What the exercise asks: Word for word, restate the entries below from their first line through the line that contains "private String leakCleanerClassName;".

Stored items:
PR #1427, opened 2015-02-10
MULE-8306: Add a LeakCleaner interface in order to allow the artifacts (...

marcosnc:
...applications and domains) to perform cleanup tasks, in particular to deregister DB drivers from DriverManager when the artifact is disposed.

### DIFF
--- a/modules/launcher/src/main/java/org/mule/module/launcher/artifact/AbstractArtifactClassLoader.java
+++ b/modules/launcher/src/main/java/org/mule/module/launcher/artifact/AbstractArtifactClassLoader.java
@@ -9,7 +9,10 @@ package org.mule.module.launcher.artifact;
 import org.mule.module.launcher.DirectoryResourceLocator;
 import org.mule.module.launcher.FineGrainedControlClassLoader;
 import org.mule.module.launcher.LocalResourceLocator;
+import org.mule.util.IOUtils;
+import org.mule.util.StringUtils;
 
+import java.io.InputStream;
 import java.net.URL;
 import java.util.ArrayList;
 import java.util.Collections;
@@ -24,11 +27,17 @@ import org.apache.commons.logging.LogFactory;
  */
 public abstract class AbstractArtifactClassLoader extends FineGrainedControlClassLoader implements ArtifactClassLoader
 {
+    private static final String DEFAULT_LEAK_CLEANER_CLASS = "DefaultLeakCleaner.class";
+
     protected Log logger = LogFactory.getLog(getClass());
 
     protected List<ShutdownListener> shutdownListeners = new ArrayList<ShutdownListener>();
 
     private LocalResourceLocator localResourceLocator;
+
+    private LeakCleaner leakCleaner;
+
+    private String leakCleanerClassName;
 
     public AbstractArtifactClassLoader(URL[] urls, ClassLoader parent)
     {
@@ -60,7 +69,60 @@ public abstract class AbstractArtifactClassLoader extends FineGrainedControlClas
                 logger.error(e);
             }
         }
+
+        LeakCleaner leakCleaner = getLeakCleanerInstance();
+        if (leakCleaner != null)
+        {
+            leakCleaner.clean();
+        }
+
         super.dispose();
+    }
+
+    public String getLeakCleanerClassName()
+    {
+        return StringUtils.defaultString(leakCleanerClassName, DEFAULT_LEAK_CLEANER_CLASS);
+    }
+
+    public void setLeakCleanerClassName(String leakCleanerClass)
+    {
+        this.leakCleanerClassName = leakCleanerClass;
+        leakCleaner = null;
+    }
+
+    public LeakCleaner getLeakCleanerInstance()
+    {
+        if(leakCleaner==null)
+        {
+            leakCleaner = createLeakCleanerInstance(getLeakCleanerClassName());
+        }
+        return leakCleaner;
+    }
+
+    private LeakCleaner createLeakCleanerInstance(String className)
+    {
+        InputStream classStream = this.getClass().getResourceAsStream(className);
+        if (classStream == null)
+        {
+            classStream = AbstractArtifactClassLoader.class.getResourceAsStream(className);
+        }
+        if (classStream == null)
+        {
+            logger.warn("Could not find leak cleaner class with name: " + className);
+            return null;
+        }
+
+        byte[] classBytes = IOUtils.toByteArray(classStream);
+        Class clazz = this.defineClass(null, classBytes, 0, classBytes.length);
+        try
+        {
+            return (LeakCleaner) clazz.newInstance();
+        }
+        catch (Exception e)
+        {
+            logger.warn("Could not instantiate leak cleaner instance of type: " + className, e);
+        }
+        return null;
     }
 
     public URL findLocalResource(String resourceName)
--- a/modules/launcher/src/main/java/org/mule/module/launcher/artifact/DefaultLeakCleaner.java
+++ b/modules/launcher/src/main/java/org/mule/module/launcher/artifact/DefaultLeakCleaner.java
@@ -1,0 +1,37 @@
+/*
+ * Copyright (c) MuleSoft, Inc.  All rights reserved.  http://www.mulesoft.com
+ * The software in this package is published under the terms of the CPAL v1.0
+ * license, a copy of which has been included with this distribution in the
+ * LICENSE.txt file.
+ */
+package org.mule.module.launcher.artifact;
+
+import java.sql.Driver;
+import java.sql.DriverManager;
+import java.sql.SQLException;
+import java.util.Enumeration;
+
+public class DefaultLeakCleaner implements LeakCleaner
+{
+
+    @Override
+    public void clean() {
+        unregisterDbDrivers();
+    }
+
+    private void unregisterDbDrivers()
+    {
+        Enumeration<Driver> drivers = DriverManager.getDrivers();
+        while (drivers.hasMoreElements()) {
+            Driver driver = drivers.nextElement();
+            try {
+                DriverManager.deregisterDriver(driver);
+            }
+            catch (SQLException e)
+            {
+                throw new RuntimeException("Can not deregister driver: " + driver.getClass(), e);
+            }
+        }
+    }
+
+}
--- a/modules/launcher/src/main/java/org/mule/module/launcher/artifact/LeakCleaner.java
+++ b/modules/launcher/src/main/java/org/mule/module/launcher/artifact/LeakCleaner.java
@@ -1,0 +1,16 @@
+/*
+ * Copyright (c) MuleSoft, Inc.  All rights reserved.  http://www.mulesoft.com
+ * The software in this package is published under the terms of the CPAL v1.0
+ * license, a copy of which has been included with this distribution in the
+ * LICENSE.txt file.
+ */
+package org.mule.module.launcher.artifact;
+
+/**
+ * Implementations of this class should take care about objects that may leak memory after application undeployment.
+ */
+public interface LeakCleaner
+{
+
+    void clean();
+}
--- a/modules/launcher/src/test/java/org/mule/module/launcher/MuleApplicationClassLoaderTestCase.java
+++ b/modules/launcher/src/test/java/org/mule/module/launcher/MuleApplicationClassLoaderTestCase.java
@@ -6,17 +6,21 @@
  */
 package org.mule.module.launcher;
 
+import static org.hamcrest.Matchers.is;
 import static org.junit.Assert.assertEquals;
 import static org.junit.Assert.assertNotNull;
 import static org.junit.Assert.assertNull;
+import static org.junit.Assert.assertThat;
 import static org.junit.Assert.assertTrue;
 import org.mule.api.config.MuleProperties;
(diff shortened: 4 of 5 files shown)


modules/launcher/src/main/java/org/mule/module/launcher/artifact/AbstractArtifactClassLoader.java
```diff
@@ -24,12 +27,18 @@
  */
 public abstract class AbstractArtifactClassLoader extends FineGrainedControlClassLoader implements ArtifactClassLoader
 {
+    private static final String DEFAULT_LEAK_CLEANER_CLASS = "DefaultLeakCleaner.class";
```
pablokraan: Can you use a full qualified class name instead? (ie: org.mule.module.launcher.artifact.DefaultLeakCleaner)

modules/launcher/src/main/java/org/mule/module/launcher/artifact/AbstractArtifactClassLoader.java
```diff
@@ -60,9 +69,62 @@ public void dispose()
...
+        {
+            leakCleaner.clean();
+        }
+
         super.dispose();
     }
 
+    public String getLeakCleanerClassName()
+    {
+        return StringUtils.defaultString(leakCleanerClassName, DEFAULT_LEAK_CLEANER_CLASS);
```
pablokraan: Set the default value in leakCleanerClassName

modules/launcher/src/main/java/org/mule/module/launcher/artifact/AbstractArtifactClassLoader.java
```diff
@@ -24,12 +27,18 @@
...
 {
+    private static final String DEFAULT_LEAK_CLEANER_CLASS = "DefaultLeakCleaner.class";
+
     protected Log logger = LogFactory.getLog(getClass());
 
     protected List<ShutdownListener> shutdownListeners = new ArrayList<ShutdownListener>();
 
     private LocalResourceLocator localResourceLocator;
 
+    private LeakCleaner leakCleaner;
```
pablokraan: I don't see any reason why there should be a LeakCleaner field because that instance is used only during classlaoder disponsig

modules/launcher/src/main/java/org/mule/module/launcher/artifact/AbstractArtifactClassLoader.java
```diff
@@ -60,9 +69,62 @@ public void dispose()
...
+    public LeakCleaner getLeakCleanerInstance()
+    {
+        if(leakCleaner==null)
+        {
+            leakCleaner = createLeakCleanerInstance(getLeakCleanerClassName());
+        }
+        return leakCleaner;
+    }
+
+    private LeakCleaner createLeakCleanerInstance(String className)
```
pablokraan: This method can be protected instead, so you can inject a mock LeakCleaner for testing purposes

modules/launcher/src/main/java/org/mule/module/launcher/artifact/AbstractArtifactClassLoader.java
```diff
@@ -60,9 +69,62 @@ public void dispose()
...
+    {
+        InputStream classStream = this.getClass().getResourceAsStream(className);
+        if (classStream == null)
+        {
+            classStream = AbstractArtifactClassLoader.class.getResourceAsStream(className);
+        }
+        if (classStream == null)
+        {
+            logger.warn("Could not find leak cleaner class with name: " + className);
```
pablokraan: I think this is an error that we should throw, not just a warning in the log

modules/launcher/src/main/java/org/mule/module/launcher/artifact/AbstractArtifactClassLoader.java
```diff
@@ -60,9 +69,62 @@ public void dispose()
...
+
+        byte[] classBytes = IOUtils.toByteArray(classStream);
+        Class clazz = this.defineClass(null, classBytes, 0, classBytes.length);
+        try
+        {
+            return (LeakCleaner) clazz.newInstance();
+        }
+        catch (Exception e)
+        {
+            logger.warn("Could not instantiate leak cleaner instance of type: " + className, e);
```
pablokraan: Idem

modules/launcher/src/main/java/org/mule/module/launcher/artifact/AbstractArtifactClassLoader.java
```diff
@@ -60,9 +69,62 @@ public void dispose()
...
+
+    public void setLeakCleanerClassName(String leakCleanerClass)
+    {
+        this.leakCleanerClassName = leakCleanerClass;
+        leakCleaner = null;
+    }
+
+    public LeakCleaner getLeakCleanerInstance()
+    {
+        if(leakCleaner==null)
```
pablokraan: Fix code style

modules/launcher/src/main/java/org/mule/module/launcher/artifact/DefaultLeakCleaner.java
```diff
@@ -0,0 +1,37 @@
...
+
+    @Override
+    public void clean() {
+        unregisterDbDrivers();
+    }
+
+    private void unregisterDbDrivers()
+    {
+        Enumeration<Driver> drivers = DriverManager.getDrivers();
+        while (drivers.hasMoreElements()) {
```
pablokraan: Fix code style

modules/launcher/src/main/java/org/mule/module/launcher/artifact/DefaultLeakCleaner.java
```diff
@@ -0,0 +1,37 @@
...
+            Driver driver = drivers.nextElement();
+            try {
+                DriverManager.deregisterDriver(driver);
+            }
+            catch (SQLException e)
+            {
+                throw new RuntimeException("Can not deregister driver: " + driver.getClass(), e);
```
pablokraan: This should be a warning in the logs, not an error. Something like "Unable to dispose driver..... This can cause a memory leak"

modules/launcher/src/main/java/org/mule/module/launcher/artifact/LeakCleaner.java
```diff
@@ -0,0 +1,16 @@
...
+ */
+package org.mule.module.launcher.artifact;
+
+/**
+ * Implementations of this class should take care about objects that may leak memory after application undeployment.
+ */
+public interface LeakCleaner
+{
+
+    void clean();
```
pablokraan: I think this method should not throw any exception because if there is an error during memory leak cleaning, that is not an application error per se, and that must be clear in the method's javadoc

modules/launcher/src/main/java/org/mule/module/launcher/artifact/LeakCleaner.java
```diff
@@ -0,0 +1,16 @@
...
+ * The software in this package is published under the terms of the CPAL v1.0
+ * license, a copy of which has been included with this distribution in the
+ * LICENSE.txt file.
+ */
+package org.mule.module.launcher.artifact;
+
+/**
+ * Implementations of this class should take care about objects that may leak memory after application undeployment.
+ */
+public interface LeakCleaner
```
pablokraan: Not sure that LeakCleaner is the right name because is not going to clean every memory leak. Is something like memory leak prevention.

modules/launcher/src/test/java/org/mule/module/launcher/MuleApplicationClassLoaderTestCase.java
```diff
@@ -98,6 +102,32 @@ public void cleanUp()
     }
 
     @Test
+    public void leakCleanerIsCreatedByCorrectClassLoaderApp() throws Exception
```
pablokraan: Can you move these test into a new test class? (current test class has a setup method that builds a complete classloader seting up folders and stuff)

modules/launcher/src/main/java/org/mule/module/launcher/artifact/LeakCleaner.java
dfeist: Agree, you prevent leaks not clean them.  Something like ResourceCloser, or ResourceReleaser or something..

modules/launcher/src/test/java/org/mule/module/launcher/MuleApplicationClassLoaderTestCase.java
```diff
@@ -98,6 +102,32 @@ public void cleanUp()
...
+    private void ensureLeakCleanerIsCreatedByCorrectClassLoader(AbstractArtifactClassLoader artifactClassLoader) throws Exception
+    {
+        assertThat(artifactClassLoader.getClass().getClassLoader(), is(Thread.currentThread().getContextClassLoader()));
+        artifactClassLoader.setLeakCleanerClassName("TestLeakCleaner.class");
+        artifactClassLoader.dispose();
+
+        // We must call the getClassLoaderClassName method from TestLeakCleaner dynamically in order to not load the
+        // class by the current class loader if not a java.lang.LinkageError is raised.
+        Method getClassLoaderMethod = artifactClassLoader.getLeakCleanerInstance().getClass().getMethod("getClassLoader");
+        ClassLoader classLoader = (ClassLoader) getClassLoaderMethod.invoke(artifactClassLoader.getLeakCleanerInstance());
```
pablokraan: Instead of defining getLeakCleanerInstance in the AbstractArtifactClasLoader, you can create a subclass of it and put that method there and use that instance on the test

modules/launcher/src/main/java/org/mule/module/launcher/artifact/AbstractArtifactClassLoader.java
marcosnc: I tried to use it, but it didn't work. Here the class is just a resource, that's why I need to put the suffix .class.

modules/launcher/src/main/java/org/mule/module/launcher/artifact/AbstractArtifactClassLoader.java
marcosnc: Using it this way you ensure that setting leakCleanerClassName to null with the setter won't remove the leak cleaning, but i'm not sure if we have to take care of that, so I think it's ok to set the default value to the field definition.

modules/launcher/src/main/java/org/mule/module/launcher/artifact/AbstractArtifactClassLoader.java
marcosnc: I did it in this way for testing purposes. Other way can't verify how that instance was created.

modules/launcher/src/main/java/org/mule/module/launcher/artifact/AbstractArtifactClassLoader.java
marcosnc: The method can be protected, but I can not inject the LeakCleaner, that instance must be created in this class loader in this strange way. If I inject it from outside the whole trick won't work.

modules/launcher/src/main/java/org/mule/module/launcher/artifact/AbstractArtifactClassLoader.java
marcosnc: Could be, but if we raise an error the entire dispose mechanism will fail, and here we want to improve the cleaning. If we raise an error the leak will continue and other resources could remains in memory too.

modules/launcher/src/main/java/org/mule/module/launcher/artifact/AbstractArtifactClassLoader.java
marcosnc: Uhh... missed this! Thanks!

modules/launcher/src/main/java/org/mule/module/launcher/artifact/DefaultLeakCleaner.java
marcosnc: Again...

modules/launcher/src/main/java/org/mule/module/launcher/artifact/DefaultLeakCleaner.java
marcosnc: You are right but... I don't know If we can use logs here... This class is injected into the class loader and I'm not sure if the log mechanism will work. Will try and tell you.

modules/launcher/src/main/java/org/mule/module/launcher/artifact/LeakCleaner.java
marcosnc: Agree, may be I could pass the logger to this method if it can not be instantiated in the concrete class.

modules/launcher/src/main/java/org/mule/module/launcher/artifact/LeakCleaner.java
marcosnc: Ok, sounds good.

modules/launcher/src/test/java/org/mule/module/launcher/MuleApplicationClassLoaderTestCase.java
marcosnc: Ok.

Task output:
PR #1427, opened 2015-02-10
MULE-8306: Add a LeakCleaner interface in order to allow the artifacts (...

marcosnc:
...applications and domains) to perform cleanup tasks, in particular to deregister DB drivers from DriverManager when the artifact is disposed.

### DIFF
--- a/modules/launcher/src/main/java/org/mule/module/launcher/artifact/AbstractArtifactClassLoader.java
+++ b/modules/launcher/src/main/java/org/mule/module/launcher/artifact/AbstractArtifactClassLoader.java
@@ -9,7 +9,10 @@ package org.mule.module.launcher.artifact;
 import org.mule.module.launcher.DirectoryResourceLocator;
 import org.mule.module.launcher.FineGrainedControlClassLoader;
 import org.mule.module.launcher.LocalResourceLocator;
+import org.mule.util.IOUtils;
+import org.mule.util.StringUtils;
 
+import java.io.InputStream;
 import java.net.URL;
 import java.util.ArrayList;
 import java.util.Collections;
@@ -24,11 +27,17 @@ import org.apache.commons.logging.LogFactory;
  */
 public abstract class AbstractArtifactClassLoader extends FineGrainedControlClassLoader implements ArtifactClassLoader
 {
+    private static final String DEFAULT_LEAK_CLEANER_CLASS = "DefaultLeakCleaner.class";
+
     protected Log logger = LogFactory.getLog(getClass());
 
     protected List<ShutdownListener> shutdownListeners = new ArrayList<ShutdownListener>();
 
     private LocalResourceLocator localResourceLocator;
+
+    private LeakCleaner leakCleaner;
+
+    private String leakCleanerClassName;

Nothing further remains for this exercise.